Es evidente que tenemos una historia. Y la mirada hacia ella, en conjunto, es de agradecimiento. Pero con la misma hondura y emoción ha llegado el momento de dar la cara y atrevernos a mirar de frente a los abusos –como titulamos la columna presente en VR desde hace años– para erradicar una lacra, desgraciadamente más presente que lo que nuestra imaginación podía sospechar. Aunque solo hubiese ocurrido en una ocasión, aunque solo contásemos con una víctima, es más que suficiente para cambiar el rumbo, transformar estilos, convertirnos y reparar un crimen que sonroja y avergüenza la vida y misión que hemos recibido.
Lamentablemente no es un caso y no es el momento de querer «tapar el sol con un dedo». Es el momento de investigar, reparar, acompañar e indemnizar; es el momento de transformar la formación, la selección, la convivencia y el cuidado de la afectividad. Es el momento de la Gracia, porque quien quiere libertad se abre a la experiencia del Espíritu sin miedo y sin lamento. Con decisión y con paz.
Soy de los que piensan que de este episodio tan cruel vamos a salir mejores. Vamos a aprender a no temer la luz que ilumina y no avergüenza. Vamos a aprender a dejarnos pensar y reconocer, sin temor alguno al peso de las palabras, el descrédito o el juicio.
Hay, sin embargo, varias cuestiones complejas que aparecen con intensidad en este ambiguo proceso de esclarecimiento de hechos y víctimas.

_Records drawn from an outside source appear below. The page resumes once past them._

PR #6186, opened 2022-08-09
ssl_tls: avoid the appearance of a potential NULL dereferencing

leorosen:
Looking at the bigger picture it is clear that if `ssl->session` is NULL,
there will be a failure much earlier, and that is well protected from,
however, the practice of dereferencing a pointer which has not been
verified in prior for validity goes against secure coding practices.

## Description
See #6183 

## Status
READY

## Requires Backporting
NO  

## Migrations
 NO


gilles-peskine-arm (approved):
Approved as a robustness improvement, in case `ssl_tls12prf_from_cs` ends up being called in a different context where `ciphersuite_id` might be unchecked.

daverodgman (approved):

PR #5950, opened 2022-06-17
cmake: IAR support option( MBEDTLS_FATAL_WARNINGS)

savent404:
## Description
IAR toolchain makes some warning, forcing 'warning as error' is not for sure.

Signed-off-by: savent savent_gate@outlook.com

## Status
**READY**

## Todos
- [x] Tests
- [x] Documentation
- [x] Changelog updated
- [x] Backported

## Steps to test or reproduce
Outline the steps to test or reproduce the PR here.

PR #6187, opened 2022-08-09
Backport 2.28: cmake: IAR support option( MBEDTLS_FATAL_WARNINGS)

daverodgman:
Trivial backport of #5950 : IAR toolchain makes some warning, forcing 'warning as error' is not for sure.


gilles-peskine-arm (approved):
This is a faithful backport, and it's acceptably non-invasive for an LTS branch.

La primera es querer reducir toda la vida y misión a la cuestión de los abusos de menores. Quien no diferencia confunde y, evidentemente, la vida es mucho más porque, no lo olvidemos, también «sobreabundó la gracia». Por eso, cuidado con quienes convierten la vida en una única especialidad «antiabusos», porque ahí se nos está colando un vedetismo de temporada. Para posicionarse contra los abusos hay que fortalecer la convicción, colaborar con la investigación, alejarse de los focos y cuidar la normalidad de la relación y espiritualidad.

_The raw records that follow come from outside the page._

PR #6188, opened 2022-08-09
Copy files instead of hard-linking on Windows

### LINKED ISSUE #5751: Symlinking issues on Windows - Compile fails if build and src folder is on different drives.
### Summary

After [Generated files cmake](https://github.com/Mbed-TLS/mbedtls/pull/4514) was merged it seems like it is no longer possible to build the project on Windows if the source tree and the build tree are on different drives.

`error.c ` and `version_features.c` are now always linked with `link_to_source`, but this function fails to create symlinks if the build conditions are as described earlier.

Error log:

```
D:\mbedtls>cmake C:\Users\Marius\Downloads\mbedtls-3.1.0\mbedtls-3.1.0
-- Building for: Visual Studio 15 2017
-- Selecting Windows SDK version 10.0.17763.0 to target Windows 10.0.19043.
-- The C compiler identification is MSVC 19.16.27045.0
-- Detecting C compiler ABI info
-- Detecting C compiler ABI info - done
-- Check for working C compiler: C:/Program Files (x86)/Microsoft Visual Studio/2017/BuildTools/VC/Tools/MSVC/14.16.27023/bin/Hostx86/x86/cl.exe - skipped
-- Detecting C compile features
-- Detecting C compile features - done
-- Found Python3: C:/Python39/python.exe (found version "3.9.5") found components: Interpreter
CMake Error at CMakeLists.txt:138 (message):
  Could not create symbolic link for:
  C:\Users\Marius\Downloads\mbedtls-3.1.0\mbedtls-3.1.0\library\error.c -->
  The system cannot move the file to a different disk drive.

Call Stack (most recent call first):
  library/CMakeLists.txt:162 (link_to_source)
```

### System information

Mbed TLS version (number or commit id):  Release "Mbed TLS 3.1.0"
Operating system and version:  Windows 10

### Expected behavior

Fails during compilation due to unable to create symlinks.

### Actual behavior

Successfully compiles. 

### Steps to reproduce

Run `cmake /path/to/mbedtls_source` from a folder located on a different drive from the source tree.

N3xed:
## Description

Fixes an issue on Windows where when the source and build directory are on different drives hard-linking to files or directory fails as it doesn't work across filesystem boundaries. 
Note also that symlinking is also not possible because it requires administrator privileges on Windows.

~~The solution copies the files using the built-in cmake `file(COPY)` command.~~
The solution copies the files using the built-in cmake `configure_file(src dest COPYONLY)` command.
As this command only operates on files, if a directory is specified the files will be globbed recursively
and through symlinks.

## Status

**READY**

## Additional comments

Fixes #5751

## Todos

- [x] Changelog updated

### DIFF
--- a/CMakeLists.txt
+++ b/CMakeLists.txt
@@ -120,37 +120,32 @@ endif()
 
 # Create a symbolic link from ${base_name} in the binary directory
 # to the corresponding path in the source directory.
+# Note: Copies the file(s) on Windows.
 function(link_to_source base_name)
-    # Get OS dependent path to use in `execute_process`
-    if (CMAKE_HOST_WIN32)
-        #mklink is an internal command of cmd.exe it can only work with \
-        string(REPLACE "/" "\\" link "${CMAKE_CURRENT_BINARY_DIR}/${base_name}")
-        string(REPLACE "/" "\\" target "${CMAKE_CURRENT_SOURCE_DIR}/${base_name}")
-    else()
-        set(link "${CMAKE_CURRENT_BINARY_DIR}/${base_name}")
-        set(target "${CMAKE_CURRENT_SOURCE_DIR}/${base_name}")
-    endif()
+    set(link "${CMAKE_CURRENT_BINARY_DIR}/${base_name}")
+    set(target "${CMAKE_CURRENT_SOURCE_DIR}/${base_name}")
 
     # Linking to non-existent file is not desirable. At best you will have a
     # dangling link, but when building in tree, this can create a symbolic link
     # to itself.
     if (EXISTS ${target} AND NOT EXISTS ${link})
         if (CMAKE_HOST_UNIX)
-            set(command ln -s ${target} ${link})
+            execute_process(COMMAND ln -s ${target} ${link}
+                RESULT_VARIABLE result
+                ERROR_VARIABLE output)
+
+            if (NOT ${result} EQUAL 0)
+                message(FATAL_ERROR "Could not create symbolic link for: ${target} --> ${output}")
+            endif()
         else()
             if (IS_DIRECTORY ${target})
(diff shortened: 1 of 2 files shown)


igrr:
@N3xed Would you consider using `configure_file(src dest COPY_ONLY)` instead of `file(COPY)`?

I think file(COPY) has two downsides:

1. It will update the destination file modification time if CMake configure stage runs again, which will result in the source file being rebuilt, even if the content is the same.
2. It will not detect changes to the original file and won't copy it again (unless CMake configure stage runs).

`configure_file(src dest COPY_ONLY)` would address both issues.

N3xed:
> @N3xed Would you consider using `configure_file(src dest COPY_ONLY)` instead of `file(COPY)`?

I think this would be better, indeed. But as a result, when a directory is specified, the files are now globbed because `configure_file` doesn't work with directories.

Additionally, instead of copying every time on Windows, we could check if the `${target}` and `${link}` are on the same drive and then hard-link instead. I've opted not to do this since this would complicate it even more and the current implementation already works. I could implement that as well, though, if requested.

igrr:
> I've opted not to do this since this would complicate it even more and the current implementation already works. I could implement that as well, though, if requested.

Thant makes sense to me, I think copying is simpler and more reliable than detecting if files are on the same drive.

igrr:
Looks like this version passed CI, so at least it doesn't break anything it seems.

From the perspective of the esp-idf project where the issue was originally reported, this change looks good to me. Hope it can be merged upstream.

davidhorstmann-arm (approved):
Looks good to me, thanks!

wernerlewis (approved):
LGTM

mpg:
Just commenting so that the pr-merge job runs again tonight.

Segunda. No desviar la atención. Asumir la realidad y encajar la vergüenza. Como Iglesia ni nos legitima ni nos sana el «y tú más» con el que, en ocasiones, se pretende amortiguar el golpe afirmando que es un crimen social y está presente en muchos ámbitos de la sociedad. Lo cual es cierto. Pero, insisto, un solo caso dentro del espacio de la comunidad eclesial, que tiene por vocación servir y representar al Reino, tiene una magnitud y unas consecuencias trascendentales.

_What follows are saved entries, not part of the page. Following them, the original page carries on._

PR #6189, opened 2022-08-10
ctr_drbg: fix free uninitialized aes context

Kxuan:
## Description
Application may enabled `AES_ALT` and define `mbedtls_aes_context` by its own.
The initial state of user-defined `mbedtls_aes_context` may not all byte zero.

In `mbedtls_ctr_drbg_init`, the code set all byte to zero, including the AES
context nested in the ctr_drbg context.

And in `mbedtls_ctr_drbg_free`, the code calls `mbedtls_aes_free` on an AES
context without calling `mbedtls_aes_init`.

If user-defined AES context requires an non-zero init, the `mbedtls_aes_free`
call in `mbedtls_ctr_drbg_free` is illegal.

This patch fix this issue by add `mbedtls_aes_init` in `mbedtls_ctr_drbg_init`.

So aes context will always be initialized to correct state.

## Status
READY

## Requires Backporting
Yes  
mbedtls-2.28

## Migrations
NO

## Todos
- [ ] Tests
- [ ] Documentation
- [ ] Changelog updated
- [ ] Backported

## Steps to test or reproduce
1. Define `AES_ALT` in `config.h`
2. implement AES byself:
   *  Adding a `fd` field to aes context
   * in mbedtls_aes_init, set fd to `-1`
   * in mbedtls_aes_free, if `fd >= 0` close fd
3. call mbedtls_ctr_drbg_init to initialize a ctr_drbg context.
4. call mbedtls_ctr_drbg_free to free the context.
5. Standard input (fd = 0) is closed unexpectedly.

### DIFF
--- a/ChangeLog.d/fix-ctr-drbg-may-free-invalid-aes-context.txt
+++ b/ChangeLog.d/fix-ctr-drbg-may-free-invalid-aes-context.txt
@@ -1,0 +1,4 @@
+Bugfix
+    * Fix mbedtls_ctr_drbg_free() on an initialized but unseeded context. When
+      MBEDTLS_AES_ALT is enabled, it could call mbedtls_aes_free() on an
+      uninitialized context.
--- a/library/ctr_drbg.c
+++ b/library/ctr_drbg.c
@@ -51,6 +51,7 @@
 void mbedtls_ctr_drbg_init( mbedtls_ctr_drbg_context *ctx )
 {
     memset( ctx, 0, sizeof( mbedtls_ctr_drbg_context ) );
+    mbedtls_aes_init( &ctx->aes_ctx );
     /* Indicate that the entropy nonce length is not set explicitly.
      * See mbedtls_ctr_drbg_set_nonce_len(). */
     ctx->reseed_counter = -1;
--- a/library/ctr_drbg.c
+++ b/library/ctr_drbg.c
@@ -449,8 +449,6 @@ int mbedtls_ctr_drbg_seed( mbedtls_ctr_drbg_context *ctx,
     mbedtls_mutex_init( &ctx->mutex );
 #endif
 
-    mbedtls_aes_init( &ctx->aes_ctx );
-
     ctx->f_entropy = f_entropy;
     ctx->p_entropy = p_entropy;
 


library/ctr_drbg.c
```diff
@@ -51,6 +51,7 @@
 void mbedtls_ctr_drbg_init( mbedtls_ctr_drbg_context *ctx )
 {
     memset( ctx, 0, sizeof( mbedtls_ctr_drbg_context ) );
+    mbedtls_aes_init( &ctx->aes_ctx );
```
gilles-peskine-arm, line 54: With AES ALT implementations where `mbedtls_aes_init` and `mbedtls_aes_free` have to be paired, this fixes the sequence
```
mbedtls_ctr_drbg_init(&drbg);
mbedtls_ctr_drbg_free(&drbg);
```

However, it breaks the sequence
```
mbedtls_ctr_drbg_init(&drbg);
mbedtls_ctr_drbg_seed(&drbg);
…
```
since `mbedtls_aes_init(&drbg->aes_ctx)` is now called twice in a row.

`mbedtls_aes_init` has been called from the seed function since 8d128efd481396bfa9796bc1a78d386cac40bfd5 which split the initialization and the seeding of the DRBG into separate functions. I don't think there was a particular reason to defer the AES init to seed time, it was just a natural consequence of the order in which the code did things.

So please remove the call to `mbedtls_aes_init` in `mbedtls_ctr_drbg_seed`.

library/ctr_drbg.c
```diff
@@ -51,6 +51,7 @@
 void mbedtls_ctr_drbg_init( mbedtls_ctr_drbg_context *ctx )
 {
```
gilles-peskine-arm, line 52: Please add a changelog entry (see https://github.com/Kxuan/mbedtls/blob/fix-ctr_drbg-uninit/ChangeLog.d/00README.md) with a short explanation of what this fixes.

gilles-peskine-arm (changes requested):
Thanks for the fix! I don't think it's quite right though.

Given that we don't have the machinery to test bugs that are specific to ALT implementations, this doesn't need a non-regression test.

Backporting this is optional: it is a bug fix, but changing the timing of the AES init could potentially be disruptive to an ALT implementation that works today.

Kxuan:
@gilles-peskine-arm Thank you. Patch updated. Please take a look.

gilles-peskine-arm:
Please add a signoff line to your new commit

Kxuan:
> 

Sorry. The patch updated.

ChangeLog.d/fix-ctr-drbg-may-free-invalid-aes-context.txt
```diff
@@ -0,0 +1,4 @@
+Bugfix
+    * Fix mbedtls_ctr_drbg_init does not call mbedtls_aes_init, which result
+      mbedtls_ctr_drbg_free may call mbedtls_aes_free on an invalid
+      mbedtls_aes_context.
```
gilles-peskine-arm, line 4: The changelog entry should mention that this only happens with ALT implementation. Also the fact that this is due to a misplaced call to aes_init is an implementation detail, what matters to users is that some call sequences of ctr_drbg are problematic. Also the sentence is not grammatical. Suggested wording:

> Fix mbedtls_ctr_drbg_free() on an initialized but unseeded context. When MBEDTLS_AES_ALT is enabled, it could call mbedtls_aes_free() on an uninitialized context.

gilles-peskine-arm (changes requested):
The code patch looks good. As mentioned before, no test needed. The changelog entry needs work.

Kxuan:
> The code patch looks good. As mentioned before, no test needed. The changelog entry needs work.

Thank you. The changelog now updated.

gilles-peskine-arm (approved):
Thanks, looks good to me!

daverodgman (approved):
Looks good, thanks

PR #262, opened 2023-07-03
[picolibc] Remove fragment of patch

domin144:
The fragment is no longer needed as the issue it solved is now fixed upstream. Upstream fix: https://github.com/picolibc/picolibc/pull/499


mplatings (approved):
Thanks!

Tercera. Tenemos que entender que no es un problema de mensajero, aunque haya mensajeros que tras estos pasajes pretendan minar la credibilidad de la Iglesia. Minan la credibilidad los hechos en sí y el querer ocultarlos. La clave con los medios de comunicación no puede ser otra que la transparencia sin obsesión; la información sin escarnio y la colaboración sin sumisión ni miedo.
Cuarta. Lo único importante son las víctimas y que no vuelva a haberlas. El drama no lo soluciona el silencio, sino la restitución. No hay dos personas iguales y no se puede abordar un problema sistémico sin acoger el rostro, historia, necesidades y dolencias de cada persona abusada. Esta Iglesia y esta vida consagrada necesitan llorar y reconstruir aquello que ha roto para tener porvenir.
Quinta. El camino es la formación. El cuidado. La integración afectiva. El discernimiento vocacional. Grandes titulares. Grandes palabras sobre las que tenemos infinidad de tratados y encuentros en nuestras espaldas. Grandes principios que necesitan ser personalizados y para ello es imprescindible el diálogo y el discernimiento, la calidad comunitaria y la normalidad relacional.
Sexta. Ha llegado el momento de la acción. No es hora de más declaraciones rimbombantes, sino de compromisos claros con las personas y sociedades heridas por el abuso. Es hora de decisiones firmes que recreen espacios comunitarios donde la persona sea, se sienta querida y aprenda a querer. Porque si algo es y quiere ser la vida consagrada es sobreabundancia de Gracia para todos.